Finch, produção da Universal Pictures originalmente anunciada como BIOS que teve sua estreia atrasada em razão da pandemia e que, subsequentemente, teve os direitos de distribuição adquiridos pela Apple para lançamento em seu serviço de streaming (o segundo filme de Hanks comprado pela empresa, com o primeiro tendo sido Greyhound), é mais uma obra pós-apocalíptica como já vimos outras vezes, só que, desta vez, tentando ser uma segunda versão de Náufrago, substituindo a bola Wilson pelo robô Jeff (voz e captura de performance de Caleb Landry Jones) e aguando e açucarando ao ponto de transformar em caramelo a ambientação, as discussões mais cerebrais e, claro, todos os conceitos de sobrevivência e solidão. Trata-se de um longa que descaradamente e a todo custo quer ser um filme para nos fazer sentir bem, algo que é até bem-vindo nos tempos atuais, lógico, mas que não vai um passo além disso, não arrisca nada nem sequer por um segundo.

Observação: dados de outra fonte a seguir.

PR #50970, opened 2024-02-04
planner: adjust estimated rows to account for modified rows

### LINKED ISSUE #47523: Repeatedly updating the same row will cause the stats_healthy to become low and generate wrong query plan
## Report
Repeatedly updating the same row will cause the stats_healthy to become low, which affects the correctness of the execution plan

```
mysql> create table t(a int);
mysql> insert into t values(1),(1),(1),(1),(1),(1),(1),(1);
Query OK, 8 row affected (0.01 sec)
mysql> show stats_meta where table_name='t';
| test    | t          |                | 2023-10-10 16:36:50 |            0 |         8 |
1 row in set (0.00 sec)
mysql> update t set a=2 where a=1 limit 1;
Rows matched: 1  Changed: 1  Warnings: 
mysql> update t set a=3 where a=2 limit 1;
Rows matched: 1  Changed: 1  Warnings: 0
mysql> select * from t;
+------+
| a    |
+------+
|    3 |
|    1 |
|    1 |
|    1 |
|    1 |
|    1 |
|    1 |
|    1 |
+------+
8 rows in set (0.00 sec)

mysql> update t set a=4 where a=3 limit 1;
Rows matched: 1  Changed: 1  Warnings: 0
```

```
mysql> show stats_meta where table_name='t';
| test    | t          |                | 2023-10-10 16:40:47 |            1 |         8 |
1 row in set (0.00 sec)

mysql> show stats_healthy where table_name='t';
+---------+------------+----------------+---------+
| Db_name | Table_name | Partition_name | Healthy |
+---------+------------+----------------+---------+
| test    | t          |                |      88 |
+---------+------------+----------------+---------+
1 row in set (0.00 sec)

```

```
mysql> show stats_meta where table_name='t';
| test    | t          |                | 2023-10-10 16:40:47 |            3 |         8 |
1 row in set (0.00 sec)

mysql> show stats_healthy where table_name='t';
+---------+------------+----------------+---------+
| Db_name | Table_name | Partition_name | Healthy |
+---------+------------+----------------+---------+
| test    | t          |                |      12 |
+---------+------------+----------------+---------+
1 row in set (0.00 sec)
```

v6.5.3

terry1purcell:

Issue Number: close #47523 

Problem Summary: Out of range estimation has two significant deficiencies that impact the reported issue:
1. The NDV used is for the full index, which may be too high if predicates match a subset of the columns.
2. The out-of-range estimation does adequately account for the fact that modifications may include inserts (or updates) that mean that the WHERE clause predicate is now in range.

Estimated row calculation is changed to account for modify row count and usage of the subset NDV if one exists.

### Check List

Tests 

- [x] Unit test
- [ ] Integration test
- [ ] No need to test
  > 

Side effects

Documentation

- [ ] Affects user behaviors
- [ ] Contains syntax changes

### Release note

```release-note
None
```


terry1purcell:
reopen after rebase

pkg/statistics/histogram.go
```diff
@@ -1052,38 +1052,41 @@ func (hg *Histogram) OutOfRangeRowCount(
...
+	// If the modifyCount is large (as a percentage of the base table rows), then any out of range estimate is
+	// unreliable - because this indicates that our statistics are stale. These bounds are therefore approximations.
+	// ModifyCount counts all inserts/updates/deletes - this logic has a bias towards modifications being inserts.
+	// Assume a minimum of 1 value is found if we have a high modifyCount. This targest the situation where we search
+	// for a statisically out of range value, but inserts result in the value actually being in that modified range.
+	modifyPercent := min(float64(modifyCount)/hg.NotNullCount(), 1.0)
+	if modifyPercent == 1 || modifyPercent > totalPercent {
+		rowCount = max(rowCount, upperBound)
+	} else if rowCount < upperBound {
+		rowCount *= hg.GetIncreaseFactor(realtimeRowCount)
```
time-and-fate, line 1086: Here is a small pitfall.
`hg.GetIncreaseFactor` can only consider the row count in the histogram. The row count in TopN and NULL is not considered. But `realtimeRowCount` counts everything.
So probably it's better to calculate the "increase factor" using `(*Index).GetIncreaseFactor()` or `(*Column).GetIncreaseFactor()` in the outside and pass it into this function.

pkg/statistics/histogram.go
```diff
@@ -1052,38 +1052,41 @@ func (hg *Histogram) OutOfRangeRowCount(
...
+		// We use 1/NDV here (only the Histogram part is considered) and it seems reasonable and good enough for now.
+		return min(rowCount, upperBound)
+	}
+	// If the modifyCount is large (as a percentage of the base table rows), then any out of range estimate is
+	// unreliable - because this indicates that our statistics are stale. These bounds are therefore approximations.
+	// ModifyCount counts all inserts/updates/deletes - this logic has a bias towards modifications being inserts.
+	// Assume a minimum of 1 value is found if we have a high modifyCount. This targest the situation where we search
+	// for a statisically out of range value, but inserts result in the value actually being in that modified range.
+	modifyPercent := min(float64(modifyCount)/hg.NotNullCount(), 1.0)
+	if modifyPercent == 1 || modifyPercent > totalPercent {
```
time-and-fate, line 1083: The `modifyPercent > totalPercent` is a bit hard to understand for me.
`totalPercent` represents how large the out-of-range part is.
It looks like our criteria for stale stats are changing according to the size of the out-of-range part.

terry1purcell: As you say - totalPercent represents the out-of-range portion. But this is calculated based upon histograms that were collected at last ANALYZE. NotNullCount is the number of table rows minus NULLs - also collected from last ANALYZE.
realtimeRowCount and modifyCount are a count of the changes since last ANALYZE. It is my understanding that realtime/modifyCount do not update the histograms. Therefore, the larger the number of changes since the histograms were created - the greater the risk that any "totalPercent" (out of range estimate).
Therefore - what the above code is attempting to do - if the percentage of modifications to the original table (modifyCount/NotNullCount) is greater than the percentage we estimate out of range - it is possible that all of the rows we estimate to be out of range are actually within the modifyCount.

time-and-fate: Yes. Realtime row count and modify count don't update the histograms.


So, to my core question, if I understand it correctly, we are indeed using the relative size of modifications and out-of-range portion as criteria, which means that, if the modification is large, or if the out-of-range portion is small, we think the lower bound is needed.

pkg/statistics/histogram.go
terry1purcell: Corrected in latest revision

pkg/statistics/histogram.go
terry1purcell: Correct - but I have attempted to address your concerns about the risk of using modifyCount in the latest revision.

time-and-fate (approved):

qw4990 (approved):

qw4990:
This PR is great but is the related issue number correct? #47523 seems about the display and update of modify_cnt and stats_healthy, not about cardinality estimation.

Na história, explosões solares destruíram a camada de ozônio, levando a Terra na direção de seu fim  e, neste cenário desolador em que os raios do sol literalmente queimam a pele, o engenheiro Finch Weinberg (Hanks) constrói um robô para que ele cuide de seu precioso cachorro Goodyear (Seamus) e os três – quatro se contarmos com Dewey, um robô menos evoluído que ele  já tinha – partem em uma road trip de St. Louis, onde eles não mais podem ficar em razão da formação de uma super tempestade, até São Francisco, que pode ou não ser mais seguro. Ao longo da jornada, Finch vai piorando de sua condição causada pelos raios ultravioleta enquanto Jeff vai evoluindo a passos largos em seu processo de aprendizado sobre o que ser humano.

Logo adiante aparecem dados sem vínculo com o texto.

PR #50997, opened 2024-02-06
expression: refactor functions to build expressions

### LINKED ISSUE #50996: refactor methods to provide more clear interfaces to to build expressions
see descriptions in #50997

lcwangchao:

Issue Number: close #50996

We have many functions to build expressions, but it is unclear which we should use for a certain case and some codes in these functions are duplicated. It's better to refactor them to make it clear.

In this PR, we provide two groups of functions to build expressions.

The first function group is exposed in the package `expression` and used to build simple expressions. The "simple" means they do not include some special expressions such as subquery. Here we simplified to 3 functions:

- `expression.BuildSimpleExpr`: build a simple expression from an AST node.
- `expression.ParseSimpleExpr`: parse a string and then build a simple expression
- `expression.EvalSimpleAst`: build a simple expression from an AST node and evaluate it directly.

The first group requires limited context and can be used in some places where you do not want to introduce too many dependencies. However, if you need to build some complex expressions like subquery, we should use the second group. The second group is exposed in the package `planner/util` and can build any expression. However, it requires the full context of a planner. These functions includes:

- `util.RewriteAstExprWithPlanCtx`: build an expression with the plan context
- `util.EvalAstExprWithPlanCtx`: evaluates an expression directly with the plan context
- `util.ParseExprWithPlanCtx`: parse an expression from the string with the plan context

### Check List

Tests 

- [x] Unit test
- [ ] Integration test
- [ ] No need to test
  > 

Side effects

Documentation

- [ ] Affects user behaviors
- [ ] Contains syntax changes

### Release note

```release-note
None
```


lance6716 (approved):

YangKeao (approved):
LGTM

pkg/planner/core/expression_test.go
```diff
@@ -40,22 +40,40 @@ func parseExpr(t *testing.T, expr string) ast.ExprNode {
 	return stmt.Fields.Fields[0].Expr
 }
 
-func buildExpr(t *testing.T, ctx sessionctx.Context, exprNode any, opts ...expression.BuildOption) (expression.Expression, error) {
+func buildExpr(t *testing.T, ctx sessionctx.Context, exprNode any, opts ...expression.BuildOption) (expression.Expression, expression.Expression, error) {
```
mjonss, line 43: (Minor comment, since it is in a test...)
Why having a function that depending on input returns an expression to either of the two resulting values, depending on the input type?
Would it not be more clear to have two separate functions? Or to simply return only one result expression, independently of the input?
Also where is the second return value used?

pkg/planner/core/expression_rewriter.go
```diff
@@ -112,6 +122,20 @@ func buildExprWithAst(ctx expression.BuildContext, node ast.ExprNode, opts ...ex
 		return nil, errors.New("InputSchema and InputNames should be the same length")
 	}
 
+	if len(options.InputNames) > 0 {
+		intest.AssertFunc(func() bool {
```
mjonss, line 126: Is it possible to have the `if len(options.InputNames) > 0` inside the `intest.AssertFunc`?

mjonss (approved):

pkg/planner/core/expression_test.go
lcwangchao: It is to check the `ParseSimpleExpr` will build the same expression with parse and rewrite. However, yes, it is a little difficult to understand, I'll change it.

zimulala (approved):

XuHuaiyu (approved):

O roteiro é fiel à sua premissa e mantém o protagonista essencialmente sozinho com seus amigos robóticos e caninos do começo ao fim, com outros humanos aparecendo somente em brevíssimos flashbacks, o que, claro, abre espaço para toda aquela típica doçura de Hanks amplificada pelas presenças do simpático, ainda que às vezes chatinho, robô e do obediente cachorrinho. Mesmo quando há tentativas de construção de suspense, a direção de Miguel Sapochnik (em apenas seu segundo longa, mas que ganhou renome como diretor de alguns dos melhores episódios de Game of Thrones) não excede nunca um limite de velocidade extremamente conservador, mantendo a temperatura do longa sempre morna apesar do perigo solar que cerca o trailer modificado de Finch. É, basicamente, uma sucessão de clichês simples usados de maneiras pouco inspiradas que cumprem a mínima função de fazer o longa avançar um tanto quanto vagarosamente até seu destino costeiro.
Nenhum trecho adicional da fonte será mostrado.